What you have to do.
Nothing in the data should be left out or altered when it is retyped.

+++ Dataset records +++

PR #11900, opened 2020-07-23
Drivers: dev audio cpp  (draft, please don't merge)

storypku:


xiaoxq:
There is a button in "Reviewers" section which you can click to mark the change as a draft :)

modules/drivers/audio/proto/speaker_config.proto
```diff
@@ -0,0 +1,32 @@
+syntax = "proto2";
+
+package apollo.drivers.audio.proto;
+
```
Capri2014, line 4: Hmmm, please remove my TODO since the proto is already moved to the right place

modules/drivers/audio/speaker_component.h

+++

Output below.
PR #11900, opened 2020-07-23
Drivers: dev audio cpp  (draft, please don't merge)

storypku:


xiaoxq:
There is a button in "Reviewers" section which you can click to mark the change as a draft :)

modules/drivers/audio/proto/speaker_config.proto
```diff
@@ -0,0 +1,32 @@
+syntax = "proto2";
+
+package apollo.drivers.audio.proto;
+
```
Capri2014, line 4: Hmmm, please remove my TODO since the proto is already moved to the right place

modules/drivers/audio/speaker_component.h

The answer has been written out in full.